=== Section Start ===

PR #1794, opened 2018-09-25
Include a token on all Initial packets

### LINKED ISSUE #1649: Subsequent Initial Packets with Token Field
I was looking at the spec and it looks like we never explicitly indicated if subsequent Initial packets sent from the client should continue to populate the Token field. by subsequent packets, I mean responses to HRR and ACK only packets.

=== Section End ===

(Your objective) Restate all of the material, keeping every word intact.

(Solution for this task)
PR #1794, opened 2018-09-25
Include a token on all Initial packets

### LINKED ISSUE #1649: Subsequent Initial Packets with Token Field
I was looking at the spec and it looks like we never explicitly indicated if subsequent Initial packets sent from the client should continue to populate the Token field. by subsequent packets, I mean responses to HRR and ACK only packets.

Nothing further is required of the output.